## The task:
Establish how many lines in the material below include the word "think", then give the count alone.

## Data for analysis:
-------------------------
Issue #1771, opened 2024-08-26
Consider adding `min_upstream_level` and `max_downstream_level` to Pump and Outlet


DanielTollenaar:
Currently a Pump will drain the upstream Basin until it's empty. I don't know a surface water example where this occurs (in sewers it does). The idea of a pump is in >90% of the cases to maintain a certain `upstream_target_level` and switch off if that level is reached.

Some pumps also switch off if a `downstream_target_level` is exceeded in case of flooding (maalstop) or water supply.

If this could be implemented in Ribasim we could drop quite some PID or Discrete Control Nodes.

@rbruijnshkv, what is your experience, opinion with/on this?

Edit:

- [ ] Pump: `min_upstream_level`
- [ ] Pump: `max_downstream_level`
- [ ] Outlet: `min_upstream_level` (rename `min_crest_level`)
- [ ] Outlet: `max_downstream_level`
- [ ] TabulatedRatingCurve: `max_downstream_level` (moved to #1789)

SnippenE:
Discussed with Martijn: saves time in development Ribasim-NL and fit within the initial sprint planning

visr:
Here's a proposal, would like to hear from @DanielTollenaar and @rbruijnshkv if they think this sufficiently covers this use case:

Pumps and Outlets both need to stop as the upstream level gets too low, and stop as the downstream level gets too high.

I don't think using `target` in the new parameter names is a good idea, that to me suggests that it tries to reach this level from both sides, which it doesn't. PidControl has `target`.

Currently only Outlet supports upstream too low via `min_crest_level`. This is done via a reduction factor, such that it smoothly goes to 0 as it approaches `min_crest_level`. This smooth reduction factor will probably help the solver compared to a discrete step to 0 flow as DiscreteControl would do this. Also since Outlet is gravity-based it supports stopping if the downstream level exceeds the upstream level. Adding a maximal downstream level on top of that makes it more flexible.

How about these parameters:

Pump: `intake_level`
Pump: `max_outlet_level`
Outlet: `crest_level` (rename `min_crest_level` since IMO the `min_` is superfluous)
Outlet: `max_downstream_level`

I'm avoiding using the term `downstream` and `upstream` for Pump since it can be confusing if it Pumps water back upstream.

Are other parameters needed? I can imagine TabulatedRatingCurve: `max_downstream_level` could also be useful. Like Outlet the TabulatedRatingCurve is also gravity-based.

DanielTollenaar:
[...]

PR #1788, opened 2024-09-02
Rename Outlet's `min_crest_level` to `min_upstream_level`

visr:
The breaking part of https://github.com/Deltares/Ribasim/issues/1771, with added automatic migration.


evetion:
@visr I've added some migration specific changes here in [`6ebc208` (#1788)](https://github.com/Deltares/Ribasim/pull/1788/commits/6ebc208456bd416da17800bfffa5974055ea1c63), feel free to review. In the future we should update schemas incrementally (from 0-1, 1-2, instead of 0-2, 1-2), but this works for now.

PR #1796, opened 2024-09-04
Update reduction factors of resistance nodes

SouthEndMusic:
These changes are needed for running the `De Dommel` model for Ribasim NL and were requested by Neeltje. The main change is that `ManningResistance` has low storage factors now, which is important to have if the connected basins have different bottom levels.

I made an unified approach for low storage factors of `LinearResistance` and `ManningResistance`, where the former already had low storage factors for both connected basins. That however leads to weird behavior where water cannot flow into an empty basin via the resistance node, so now I made it so that the reduction factor is based on the storage of the upstream basin as defined by the flow direction. This feels a bit discontinuous but I think it's fine.

I also fixed an upstream issue in `FindFirstFunctions`, for now the manifest points at the branch with the fix: https://github.com/SciML/FindFirstFunctions.jl/pull/26.


visr:
The Ribasim builds fail with

```
WARNING: Method definition (::FindFirstFunctions.Guesser{T<:(AbstractArray{T, 1} where T)})(Any) in module FindFirstFunctions at C:\Users\svc-teamcity-ansible\.julia\packages\FindFirstFunctions\2w5qZ\src\FindFirstFunctions.jl:233 overwritten in module Ribasim at D:\buildAgent\work\ecd2b8f9b25b1609\ribasim\core\src\util.jl:69.
09:53:18   ERROR: Method overwriting is not permitted during Module precompilation. Use `__precompile__(false)` to opt-out of precompilation.
```

Looking at https://discourse.julialang.org/t/error-method-overwriting-is-not-permitted-during-module-precompilation-use-precompile-false-to-opt-out-of-precompilation/109191, you can try out if we can override from `__init__`? Possibly you need eval for that. Or is there another way to work around this without overwriting methods?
-------------------------
## Exercise response:
3